* Task directions
Retype each entry below, keeping every character the same.

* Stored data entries
● ● ● ● ● ● ●
PR #1766, opened 2024-05-08
Add dependabot updates for Go, TypeScript, GitHub Actions

paskal:
Currently, only security updates and only for remark42 Go app and /site TS code are provided, and after that PR, Go _example and all five TS applications will start receiving updates.

### DIFF
--- a/.github/dependabot.yml
+++ b/.github/dependabot.yml
@@ -1,0 +1,74 @@
+# To get started with Dependabot version updates, you'll need to specify which
+# package ecosystems to update and where the package manifests are located.
+# Please see the documentation for all configuration options:
+# https://docs.github.com/code-security/dependabot/dependabot-version-updates/configuration-options-for-the-dependabot.yml-file
+
+version: 2
+updates:
+  - package-ecosystem: "github-actions"
+    directory: "/"
+    schedule:
+      interval: "monthly"
+    groups:
+      "GitHub Actions updates":
+        patterns:
+          - "*"
+  - package-ecosystem: "gomod"
+    directory: "/backend"
+    schedule:
+      interval: "monthly"
+    groups:
+      "Go modules updates":
+        dependency-type: "production"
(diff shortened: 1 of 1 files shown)


.github/dependabot.yml
```diff
@@ -0,0 +1,74 @@
...
+  - package-ecosystem: "npm"
+    directory: "/frontend/e2e"
+    schedule:
+      interval: "monthly"
+    groups:
+      "NPM modules updates":
+        dependency-type: "production"
+      "NPM modules updates for tests":
+        dependency-type: "development"
+  - package-ecosystem: "npm"
```
akellbl4, line 57:
```suggestion
  - package-ecosystem: "pnpm"
```

Dockerfile
```diff
@@ -1,4 +1,4 @@
-FROM --platform=$BUILDPLATFORM node:16.20.2-alpine AS frontend-deps
+FROM --platform=$BUILDPLATFORM node:16-alpine AS frontend-deps
```
akellbl4, line 1: I think getting rid of patch is fine, but we should preserve minor

frontend/Dockerfile.e2e
```diff
@@ -1,4 +1,4 @@
-FROM mcr.microsoft.com/playwright:v1.40.1-jammy
+FROM mcr.microsoft.com/playwright:v1.44.0-jammy
```
akellbl4, line 1: probably fine to drop patch here too
```suggestion
FROM mcr.microsoft.com/playwright:v1.44-jammy
```

akellbl4 (changes requested):
LGTM! I like it being automatic, I hope we have time to check all of the PRs that can pop. The only thing is the correct package manager for the frontend.

.github/dependabot.yml
paskal: package-ecosystem is still npm, there is no pnpm option.

PR #1796, opened 2024-07-01
Add content type check for images endpoint

umputun:
This PR adds a check in image proxy download for validating content type.


umputun:
note: I had to add a way to alter public routes limiter because on a fast local box without enforcing sequential tests execution, we run into limiter's 429. This limiter value is not exposed, used for tests only and shouldn't change anything else

paskal (approved):

PR #1804, opened 2024-08-04
Disallow image proxy for private IPs, add blacklist support

paskal:
This mitigates the problem where a user might probe machines that are unavailable to the user directly but accessible to the server hosting Remark42.

Scenarios addressed:

1. A malicious user could learn about the presence of specific software or hardware running on an internal address. For example, the presence of an image at `http://192.168.0.1/img/container_bottom_shade_login.png` can expose the type of router you have.

2. A malicious user might receive non-timeout `invalid content type` responses from internal addresses, enabling them to scan and identify HTTP servers running in the internal IP range without revealing their content but indicating their presence.

The new functionality is breaking, but I assume no one intends to expose only private network images to the outside world. The old behavior can be restored by setting the `--image-proxy.allow-private-networks` flag.

Additionally, this change adds the `--image-proxy.blacklist` flag to allow blacklisting private parts of the infrastructure from being accessed by the image proxy. You can blacklist IPs (e.g., `8.8.8.8`), CIDR subnets (e.g., `8.8.8.8/31`), and domains (e.g., `private.example .com`). Note that all subdomains of a given domain will also be blacklisted.

`127.0.0.0/8` and `::1/128` ranges are not included as they are most commonly used for local testing, and it would be cumbersome to prohibit them. Localhost is considered less of a security threat than probing other hosts in the network. If desired, localhost can be restricted using the blacklist functionality.

### DIFF
--- a/backend/app/cmd/server.go
+++ b/backend/app/cmd/server.go
@@ -133,8 +133,10 @@ type ServerCommand struct {
 
 // ImageProxyGroup defines options group for image proxy
 type ImageProxyGroup struct {
-	HTTP2HTTPS    bool `long:"http2https" env:"HTTP2HTTPS" description:"enable HTTP->HTTPS proxy"`
-	CacheExternal bool `long:"cache-external" env:"CACHE_EXTERNAL" description:"enable caching for external images"`
+	HTTP2HTTPS           bool     `long:"http2https" env:"HTTP2HTTPS" description:"enable HTTP->HTTPS proxy"`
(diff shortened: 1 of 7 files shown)


paskal:
Tested manually, works as I would expect it to work. Responses:

```
{"code":18,"details":"private network access not allowed","error":"private network access not allowed"}
{"code":18,"details":"URL is blacklisted","error":"blacklisted URL"}
```

paskal:
Too much complexity, I dislike it. Closing.

PR #1806, opened 2024-08-12
fix: Apple login integration

### LINKED ISSUE #1789: Sign in with Apple breaks
After configuring all the required variables, Sign in with Apple still fails. The behavior is identical to the demo site, so I suspect this is not because of misconfiguration.

```log
remark42  | 2024/06/25 00:44:58.852 [ERROR] prepare login url for [apple] provider failed
remark42  | 2024/06/25 00:44:58.852 [INFO]  prepare login url for [apple] provider failed - response_mode must be form_post if scope is not empty - 500 - ***.***.***.*** - /auth/apple/login?from=https://***.***.***/web/iframe.html?selfClose&site=blog [caused by auth/provider/apple.go:282 provider.(*AppleHandler).LoginHandler]
remark42  | 2024/06/25 00:44:58.852 [INFO]  GET - /auth/apple/login?from=https://***.***.***/web/iframe.html?selfClose&site=blog - ***.***.*** - 9865eb6e1655 - 500 (58) - 206.795µs
remark42  | 2024/06/25 00:44:58.852 [ERROR] prepare login url for [apple] provider failed
```

After some tracing, I noticed this line, which was added recently: 

https://github.com/umputun/remark42/blob/c04705947a2a611aef51df82fb20d4cbc6fcefb5/backend/app/cmd/server.go#L911

It used to be `form_post` but somehow got changed to `query` without any document or commit message.

tomy0000000:
As mentioned in #1789, Apple login was broken in #1617.

I removed the problematic lines, recompiled a docker image, and confirmed the bug was indeed caused by the wrong `ResponseMode` params.

In addition, I've also improved some sections of docs about how to configure credentials used by Apple integration. One thing worth mentioning is that the term "Client ID" used by remark42 does not appear in Apple's developer dashboard but is used in [some documentation](https://developer.apple.com/documentation/sign_in_with_apple/request_an_authorization_to_the_sign_in_with_apple_server), which can cause some confusion. Therefore, I added an annotation indicating that the "Client ID" can be either "App ID" or "Service ID".

resolves #1789

### DIFF
--- a/backend/app/cmd/server.go
+++ b/backend/app/cmd/server.go
@@ -139,7 +139,7 @@ type ImageProxyGroup struct {
 
 // AppleGroup defines options for Apple auth params
 type AppleGroup struct {
-	CID                string `long:"cid" env:"CID" description:"Apple client ID"`
+	CID                string `long:"cid" env:"CID" description:"Apple client ID (App ID or Services ID)"`
 	TID                string `long:"tid" env:"TID" description:"Apple service ID"`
● ● ● ● ● ● ●
* Exercise output
PR #1766, opened 2024-05-08
Add dependabot updates for Go, TypeScript, GitHub Actions

paskal:
Currently, only security updates and only for remark42 Go app and /site TS code are provided, and after that PR, Go _example and all five TS applications will start receiving updates.

### DIFF
--- a/.github/dependabot.yml
+++ b/.github/dependabot.yml
@@ -1,0 +1,74 @@
+# To get started with Dependabot version updates, you'll need to specify which
+# package ecosystems to update and where the package manifests are located.
+# Please see the documentation for all configuration options:
+# https://docs.github.com/code-security/dependabot/dependabot-version-updates/configuration-options-for-the-dependabot.yml-file
+
+version: 2
+updates:
+  - package-ecosystem: "github-actions"
+    directory: "/"
+    schedule:
+      interval: "monthly"
+    groups:
+      "GitHub Actions updates":
+        patterns:
+          - "*"
+  - package-ecosystem: "gomod"
+    directory: "/backend"
+    schedule:
+      interval: "monthly"
+    groups:
+      "Go modules updates":
+        dependency-type: "production"
(diff shortened: 1 of 1 files shown)


.github/dependabot.yml
```diff
@@ -0,0 +1,74 @@
...
+  - package-ecosystem: "npm"
+    directory: "/frontend/e2e"
+    schedule:
+      interval: "monthly"
+    groups:
+      "NPM modules updates":
+        dependency-type: "production"
+      "NPM modules updates for tests":
+        dependency-type: "development"
+  - package-ecosystem: "npm"
```
akellbl4, line 57:
```suggestion
  - package-ecosystem: "pnpm"
```

Dockerfile
```diff
@@ -1,4 +1,4 @@
-FROM --platform=$BUILDPLATFORM node:16.20.2-alpine AS frontend-deps
+FROM --platform=$BUILDPLATFORM node:16-alpine AS frontend-deps
```
akellbl4, line 1: I think getting rid of patch is fine, but we should preserve minor

frontend/Dockerfile.e2e
```diff
@@ -1,4 +1,4 @@
-FROM mcr.microsoft.com/playwright:v1.40.1-jammy
+FROM mcr.microsoft.com/playwright:v1.44.0-jammy
```
akellbl4, line 1: probably fine to drop patch here too
```suggestion
FROM mcr.microsoft.com/playwright:v1.44-jammy
```

akellbl4 (changes requested):
LGTM! I like it being automatic, I hope we have time to check all of the PRs that can pop. The only thing is the correct package manager for the frontend.

.github/dependabot.yml
paskal: package-ecosystem is still npm, there is no pnpm option.

PR #1796, opened 2024-07-01
Add content type check for images endpoint

umputun:
This PR adds a check in image proxy download for validating content type.


umputun:
note: I had to add a way to alter public routes limiter because on a fast local box without enforcing sequential tests execution, we run into limiter's 429. This limiter value is not exposed, used for tests only and shouldn't change anything else

paskal (approved):

PR #1804, opened 2024-08-04
Disallow image proxy for private IPs, add blacklist support

paskal:
This mitigates the problem where a user might probe machines that are unavailable to the user directly but accessible to the server hosting Remark42.

Scenarios addressed:

1. A malicious user could learn about the presence of specific software or hardware running on an internal address. For example, the presence of an image at `http://192.168.0.1/img/container_bottom_shade_login.png` can expose the type of router you have.

2. A malicious user might receive non-timeout `invalid content type` responses from internal addresses, enabling them to scan and identify HTTP servers running in the internal IP range without revealing their content but indicating their presence.

The new functionality is breaking, but I assume no one intends to expose only private network images to the outside world. The old behavior can be restored by setting the `--image-proxy.allow-private-networks` flag.

Additionally, this change adds the `--image-proxy.blacklist` flag to allow blacklisting private parts of the infrastructure from being accessed by the image proxy. You can blacklist IPs (e.g., `8.8.8.8`), CIDR subnets (e.g., `8.8.8.8/31`), and domains (e.g., `private.example .com`). Note that all subdomains of a given domain will also be blacklisted.

`127.0.0.0/8` and `::1/128` ranges are not included as they are most commonly used for local testing, and it would be cumbersome to prohibit them. Localhost is considered less of a security threat than probing other hosts in the network. If desired, localhost can be restricted using the blacklist functionality.

### DIFF
--- a/backend/app/cmd/server.go
+++ b/backend/app/cmd/server.go
@@ -133,8 +133,10 @@ type ServerCommand struct {
 
 // ImageProxyGroup defines options group for image proxy
 type ImageProxyGroup struct {
-	HTTP2HTTPS    bool `long:"http2https" env:"HTTP2HTTPS" description:"enable HTTP->HTTPS proxy"`
-	CacheExternal bool `long:"cache-external" env:"CACHE_EXTERNAL" description:"enable caching for external images"`
+	HTTP2HTTPS           bool     `long:"http2https" env:"HTTP2HTTPS" description:"enable HTTP->HTTPS proxy"`
(diff shortened: 1 of 7 files shown)


paskal:
Tested manually, works as I would expect it to work. Responses:

```
{"code":18,"details":"private network access not allowed","error":"private network access not allowed"}
{"code":18,"details":"URL is blacklisted","error":"blacklisted URL"}
```

paskal:
Too much complexity, I dislike it. Closing.

PR #1806, opened 2024-08-12
fix: Apple login integration

### LINKED ISSUE #1789: Sign in with Apple breaks
After configuring all the required variables, Sign in with Apple still fails. The behavior is identical to the demo site, so I suspect this is not because of misconfiguration.

```log
remark42  | 2024/06/25 00:44:58.852 [ERROR] prepare login url for [apple] provider failed
remark42  | 2024/06/25 00:44:58.852 [INFO]  prepare login url for [apple] provider failed - response_mode must be form_post if scope is not empty - 500 - ***.***.***.*** - /auth/apple/login?from=https://***.***.***/web/iframe.html?selfClose&site=blog [caused by auth/provider/apple.go:282 provider.(*AppleHandler).LoginHandler]
remark42  | 2024/06/25 00:44:58.852 [INFO]  GET - /auth/apple/login?from=https://***.***.***/web/iframe.html?selfClose&site=blog - ***.***.*** - 9865eb6e1655 - 500 (58) - 206.795µs
remark42  | 2024/06/25 00:44:58.852 [ERROR] prepare login url for [apple] provider failed
```

After some tracing, I noticed this line, which was added recently: 

https://github.com/umputun/remark42/blob/c04705947a2a611aef51df82fb20d4cbc6fcefb5/backend/app/cmd/server.go#L911

It used to be `form_post` but somehow got changed to `query` without any document or commit message.

tomy0000000:
As mentioned in #1789, Apple login was broken in #1617.

I removed the problematic lines, recompiled a docker image, and confirmed the bug was indeed caused by the wrong `ResponseMode` params.

In addition, I've also improved some sections of docs about how to configure credentials used by Apple integration. One thing worth mentioning is that the term "Client ID" used by remark42 does not appear in Apple's developer dashboard but is used in [some documentation](https://developer.apple.com/documentation/sign_in_with_apple/request_an_authorization_to_the_sign_in_with_apple_server), which can cause some confusion. Therefore, I added an annotation indicating that the "Client ID" can be either "App ID" or "Service ID".

resolves #1789

### DIFF
--- a/backend/app/cmd/server.go
+++ b/backend/app/cmd/server.go
@@ -139,7 +139,7 @@ type ImageProxyGroup struct {
 
 // AppleGroup defines options for Apple auth params
 type AppleGroup struct {
-	CID                string `long:"cid" env:"CID" description:"Apple client ID"`
+	CID                string `long:"cid" env:"CID" description:"Apple client ID (App ID or Services ID)"`
 	TID                string `long:"tid" env:"TID" description:"Apple service ID"`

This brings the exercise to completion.